START Data for review

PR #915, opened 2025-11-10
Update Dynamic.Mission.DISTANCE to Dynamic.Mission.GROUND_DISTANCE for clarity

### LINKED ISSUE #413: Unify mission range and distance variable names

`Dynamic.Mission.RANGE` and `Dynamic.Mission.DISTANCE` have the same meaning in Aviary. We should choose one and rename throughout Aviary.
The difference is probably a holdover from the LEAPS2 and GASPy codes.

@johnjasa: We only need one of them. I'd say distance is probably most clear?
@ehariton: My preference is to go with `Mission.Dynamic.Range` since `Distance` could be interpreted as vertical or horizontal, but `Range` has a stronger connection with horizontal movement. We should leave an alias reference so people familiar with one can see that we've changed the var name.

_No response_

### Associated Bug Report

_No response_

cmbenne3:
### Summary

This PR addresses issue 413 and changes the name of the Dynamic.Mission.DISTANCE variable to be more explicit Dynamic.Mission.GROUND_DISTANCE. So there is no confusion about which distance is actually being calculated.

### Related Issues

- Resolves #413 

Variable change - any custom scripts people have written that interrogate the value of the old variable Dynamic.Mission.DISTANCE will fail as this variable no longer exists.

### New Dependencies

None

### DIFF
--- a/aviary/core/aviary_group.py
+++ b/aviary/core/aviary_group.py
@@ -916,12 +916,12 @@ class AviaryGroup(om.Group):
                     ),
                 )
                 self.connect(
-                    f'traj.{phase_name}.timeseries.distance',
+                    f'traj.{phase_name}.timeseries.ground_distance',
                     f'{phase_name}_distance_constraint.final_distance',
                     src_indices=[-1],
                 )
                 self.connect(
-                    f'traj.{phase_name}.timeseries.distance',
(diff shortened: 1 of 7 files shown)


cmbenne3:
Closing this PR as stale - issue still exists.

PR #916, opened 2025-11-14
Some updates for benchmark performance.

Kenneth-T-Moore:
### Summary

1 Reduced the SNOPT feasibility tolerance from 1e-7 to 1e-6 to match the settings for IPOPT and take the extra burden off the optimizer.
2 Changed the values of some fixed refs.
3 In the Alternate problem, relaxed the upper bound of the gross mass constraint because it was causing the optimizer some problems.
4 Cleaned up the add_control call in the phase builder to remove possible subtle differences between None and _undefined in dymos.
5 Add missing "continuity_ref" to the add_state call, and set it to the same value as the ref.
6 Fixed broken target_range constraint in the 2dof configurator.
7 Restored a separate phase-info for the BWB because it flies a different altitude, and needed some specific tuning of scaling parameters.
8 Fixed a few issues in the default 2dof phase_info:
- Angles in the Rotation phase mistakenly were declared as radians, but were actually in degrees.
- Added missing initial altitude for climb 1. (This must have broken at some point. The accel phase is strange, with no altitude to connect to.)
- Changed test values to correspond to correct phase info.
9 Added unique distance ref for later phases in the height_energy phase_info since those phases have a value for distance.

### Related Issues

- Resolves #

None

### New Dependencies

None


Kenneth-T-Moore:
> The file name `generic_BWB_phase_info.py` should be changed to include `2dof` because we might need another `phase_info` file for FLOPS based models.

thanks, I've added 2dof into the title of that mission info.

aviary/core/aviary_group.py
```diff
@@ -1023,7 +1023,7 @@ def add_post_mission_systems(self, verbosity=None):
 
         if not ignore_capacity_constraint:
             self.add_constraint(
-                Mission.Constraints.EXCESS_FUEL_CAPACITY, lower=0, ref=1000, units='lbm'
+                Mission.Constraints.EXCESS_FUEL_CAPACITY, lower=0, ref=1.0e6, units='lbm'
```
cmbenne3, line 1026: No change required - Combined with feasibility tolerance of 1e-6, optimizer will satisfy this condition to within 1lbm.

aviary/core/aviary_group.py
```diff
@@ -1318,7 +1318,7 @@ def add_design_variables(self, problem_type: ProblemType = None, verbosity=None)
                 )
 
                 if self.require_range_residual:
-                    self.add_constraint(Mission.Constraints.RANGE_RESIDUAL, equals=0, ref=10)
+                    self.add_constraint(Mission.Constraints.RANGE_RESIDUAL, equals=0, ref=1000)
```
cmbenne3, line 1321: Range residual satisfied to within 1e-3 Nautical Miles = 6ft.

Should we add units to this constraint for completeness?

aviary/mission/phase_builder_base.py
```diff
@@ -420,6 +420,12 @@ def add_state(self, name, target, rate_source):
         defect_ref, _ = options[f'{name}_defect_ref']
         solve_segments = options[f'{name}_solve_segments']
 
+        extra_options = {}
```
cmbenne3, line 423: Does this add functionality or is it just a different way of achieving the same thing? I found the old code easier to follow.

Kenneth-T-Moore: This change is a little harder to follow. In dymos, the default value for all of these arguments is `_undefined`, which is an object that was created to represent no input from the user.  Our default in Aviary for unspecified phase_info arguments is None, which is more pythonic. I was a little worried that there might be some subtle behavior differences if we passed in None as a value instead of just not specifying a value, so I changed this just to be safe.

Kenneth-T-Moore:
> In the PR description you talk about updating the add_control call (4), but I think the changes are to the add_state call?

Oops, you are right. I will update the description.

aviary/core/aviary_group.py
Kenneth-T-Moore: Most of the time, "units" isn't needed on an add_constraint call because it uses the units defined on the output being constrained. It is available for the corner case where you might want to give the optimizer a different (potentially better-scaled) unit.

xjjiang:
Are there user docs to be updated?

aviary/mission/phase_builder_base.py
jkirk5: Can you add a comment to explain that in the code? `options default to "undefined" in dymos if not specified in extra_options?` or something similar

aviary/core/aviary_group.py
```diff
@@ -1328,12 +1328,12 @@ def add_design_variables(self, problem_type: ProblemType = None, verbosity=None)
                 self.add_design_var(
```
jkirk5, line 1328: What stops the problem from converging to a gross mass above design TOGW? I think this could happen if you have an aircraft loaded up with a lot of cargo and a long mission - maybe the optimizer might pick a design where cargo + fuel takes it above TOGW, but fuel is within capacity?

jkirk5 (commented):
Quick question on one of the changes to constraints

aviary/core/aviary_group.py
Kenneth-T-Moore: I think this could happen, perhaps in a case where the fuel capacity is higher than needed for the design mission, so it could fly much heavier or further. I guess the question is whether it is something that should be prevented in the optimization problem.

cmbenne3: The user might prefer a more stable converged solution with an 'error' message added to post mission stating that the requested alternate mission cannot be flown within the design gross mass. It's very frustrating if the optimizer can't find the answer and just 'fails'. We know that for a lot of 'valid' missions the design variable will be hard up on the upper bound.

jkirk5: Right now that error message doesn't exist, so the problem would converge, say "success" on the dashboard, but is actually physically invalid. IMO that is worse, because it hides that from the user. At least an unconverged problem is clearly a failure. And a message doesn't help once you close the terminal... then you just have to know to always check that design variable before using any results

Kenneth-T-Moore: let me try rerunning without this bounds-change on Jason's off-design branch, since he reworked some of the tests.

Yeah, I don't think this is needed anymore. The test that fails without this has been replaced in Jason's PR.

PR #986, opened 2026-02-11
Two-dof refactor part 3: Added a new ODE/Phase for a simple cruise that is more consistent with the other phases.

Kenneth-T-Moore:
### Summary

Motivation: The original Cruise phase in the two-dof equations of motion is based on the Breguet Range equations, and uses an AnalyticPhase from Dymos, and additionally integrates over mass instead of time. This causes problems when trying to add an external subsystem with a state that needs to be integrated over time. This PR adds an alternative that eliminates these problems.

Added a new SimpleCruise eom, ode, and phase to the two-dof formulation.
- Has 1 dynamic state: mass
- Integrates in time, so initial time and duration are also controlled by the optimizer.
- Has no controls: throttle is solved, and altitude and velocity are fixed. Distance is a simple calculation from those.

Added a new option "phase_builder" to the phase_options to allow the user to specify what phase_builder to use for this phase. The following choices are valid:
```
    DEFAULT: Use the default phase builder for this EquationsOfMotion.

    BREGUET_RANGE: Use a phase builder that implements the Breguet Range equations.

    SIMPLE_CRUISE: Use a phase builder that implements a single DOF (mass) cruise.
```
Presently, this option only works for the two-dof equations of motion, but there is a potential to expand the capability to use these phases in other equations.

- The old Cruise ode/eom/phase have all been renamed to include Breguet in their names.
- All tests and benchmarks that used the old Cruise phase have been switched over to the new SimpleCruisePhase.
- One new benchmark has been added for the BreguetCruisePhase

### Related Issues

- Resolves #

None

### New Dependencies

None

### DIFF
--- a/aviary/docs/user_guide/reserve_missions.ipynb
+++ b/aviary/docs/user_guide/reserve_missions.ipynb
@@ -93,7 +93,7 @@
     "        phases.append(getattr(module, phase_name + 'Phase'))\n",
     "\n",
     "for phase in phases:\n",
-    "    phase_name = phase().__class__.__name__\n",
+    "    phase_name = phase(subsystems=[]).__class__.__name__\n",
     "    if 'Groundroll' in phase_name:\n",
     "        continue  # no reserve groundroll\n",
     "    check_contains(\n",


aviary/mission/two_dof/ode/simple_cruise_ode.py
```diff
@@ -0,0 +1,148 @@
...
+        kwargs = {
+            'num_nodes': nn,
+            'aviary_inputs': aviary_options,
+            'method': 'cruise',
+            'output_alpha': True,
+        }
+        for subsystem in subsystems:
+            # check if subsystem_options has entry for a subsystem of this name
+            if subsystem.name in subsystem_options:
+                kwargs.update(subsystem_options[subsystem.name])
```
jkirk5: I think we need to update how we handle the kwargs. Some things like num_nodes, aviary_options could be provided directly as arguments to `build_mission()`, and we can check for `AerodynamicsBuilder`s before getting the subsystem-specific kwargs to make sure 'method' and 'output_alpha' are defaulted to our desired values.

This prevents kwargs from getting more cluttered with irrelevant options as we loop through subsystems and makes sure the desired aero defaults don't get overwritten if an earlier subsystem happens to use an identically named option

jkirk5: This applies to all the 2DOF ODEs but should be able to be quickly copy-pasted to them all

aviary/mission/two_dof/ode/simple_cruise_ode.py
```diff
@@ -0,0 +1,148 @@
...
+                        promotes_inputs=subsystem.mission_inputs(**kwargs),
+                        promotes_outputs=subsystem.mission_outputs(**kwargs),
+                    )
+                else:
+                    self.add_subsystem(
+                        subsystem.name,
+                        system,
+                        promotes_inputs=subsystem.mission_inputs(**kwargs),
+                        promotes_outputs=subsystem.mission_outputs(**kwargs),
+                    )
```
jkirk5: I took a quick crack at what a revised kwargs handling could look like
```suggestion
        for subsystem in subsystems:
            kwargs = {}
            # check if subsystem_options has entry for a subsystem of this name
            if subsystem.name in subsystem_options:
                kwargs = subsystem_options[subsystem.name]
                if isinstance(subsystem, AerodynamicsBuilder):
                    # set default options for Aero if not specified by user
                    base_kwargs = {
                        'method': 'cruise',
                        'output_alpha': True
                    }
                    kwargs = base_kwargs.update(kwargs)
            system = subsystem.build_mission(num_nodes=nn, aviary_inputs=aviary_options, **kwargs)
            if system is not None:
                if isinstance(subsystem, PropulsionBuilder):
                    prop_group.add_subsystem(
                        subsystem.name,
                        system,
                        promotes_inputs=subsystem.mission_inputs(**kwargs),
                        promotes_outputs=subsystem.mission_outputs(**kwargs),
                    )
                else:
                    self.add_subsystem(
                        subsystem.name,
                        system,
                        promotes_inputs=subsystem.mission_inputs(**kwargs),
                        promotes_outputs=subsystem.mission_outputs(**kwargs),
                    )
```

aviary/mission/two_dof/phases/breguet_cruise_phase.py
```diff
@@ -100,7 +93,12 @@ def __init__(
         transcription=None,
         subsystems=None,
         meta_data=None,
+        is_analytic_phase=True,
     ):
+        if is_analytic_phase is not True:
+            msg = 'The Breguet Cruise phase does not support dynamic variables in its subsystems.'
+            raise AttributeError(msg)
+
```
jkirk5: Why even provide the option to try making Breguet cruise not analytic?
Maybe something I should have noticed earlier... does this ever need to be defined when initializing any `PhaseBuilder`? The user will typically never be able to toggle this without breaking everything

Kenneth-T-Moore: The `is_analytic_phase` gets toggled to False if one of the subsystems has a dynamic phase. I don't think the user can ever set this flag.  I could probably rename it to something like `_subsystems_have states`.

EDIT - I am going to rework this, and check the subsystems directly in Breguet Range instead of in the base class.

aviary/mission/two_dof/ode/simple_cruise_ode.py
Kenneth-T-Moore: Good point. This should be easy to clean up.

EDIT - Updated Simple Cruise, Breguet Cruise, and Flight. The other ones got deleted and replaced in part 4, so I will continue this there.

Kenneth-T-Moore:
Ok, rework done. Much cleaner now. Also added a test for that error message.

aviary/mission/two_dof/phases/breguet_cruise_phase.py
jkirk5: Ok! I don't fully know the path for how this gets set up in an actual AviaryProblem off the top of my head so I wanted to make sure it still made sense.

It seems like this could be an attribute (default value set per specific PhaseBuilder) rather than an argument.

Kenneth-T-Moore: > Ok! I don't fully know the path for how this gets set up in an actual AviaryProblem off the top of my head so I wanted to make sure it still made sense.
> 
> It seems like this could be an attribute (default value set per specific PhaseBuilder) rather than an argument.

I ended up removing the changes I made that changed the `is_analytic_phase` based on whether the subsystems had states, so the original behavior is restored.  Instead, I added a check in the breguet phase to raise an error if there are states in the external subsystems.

END Data for review

### [Task goal]
The lines above starting at the one that contains "rename throughout Aviary." and ending at the one that contains "2 Changed the values of some fixed refs." must be transcribed exactly, and no other lines may appear.

### [Solution for this task]
`Dynamic.Mission.RANGE` and `Dynamic.Mission.DISTANCE` have the same meaning in Aviary. We should choose one and rename throughout Aviary.
The difference is probably a holdover from the LEAPS2 and GASPy codes.

@johnjasa: We only need one of them. I'd say distance is probably most clear?
@ehariton: My preference is to go with `Mission.Dynamic.Range` since `Distance` could be interpreted as vertical or horizontal, but `Range` has a stronger connection with horizontal movement. We should leave an alias reference so people familiar with one can see that we've changed the var name.

_No response_

### Associated Bug Report

_No response_

cmbenne3:
### Summary

This PR addresses issue 413 and changes the name of the Dynamic.Mission.DISTANCE variable to be more explicit Dynamic.Mission.GROUND_DISTANCE. So there is no confusion about which distance is actually being calculated.

### Related Issues

- Resolves #413 

Variable change - any custom scripts people have written that interrogate the value of the old variable Dynamic.Mission.DISTANCE will fail as this variable no longer exists.

### New Dependencies

None

### DIFF
--- a/aviary/core/aviary_group.py
+++ b/aviary/core/aviary_group.py
@@ -916,12 +916,12 @@ class AviaryGroup(om.Group):
                     ),
                 )
                 self.connect(
-                    f'traj.{phase_name}.timeseries.distance',
+                    f'traj.{phase_name}.timeseries.ground_distance',
                     f'{phase_name}_distance_constraint.final_distance',
                     src_indices=[-1],
                 )
                 self.connect(
-                    f'traj.{phase_name}.timeseries.distance',
(diff shortened: 1 of 7 files shown)


cmbenne3:
Closing this PR as stale - issue still exists.

PR #916, opened 2025-11-14
Some updates for benchmark performance.

Kenneth-T-Moore:
### Summary

1 Reduced the SNOPT feasibility tolerance from 1e-7 to 1e-6 to match the settings for IPOPT and take the extra burden off the optimizer.
2 Changed the values of some fixed refs.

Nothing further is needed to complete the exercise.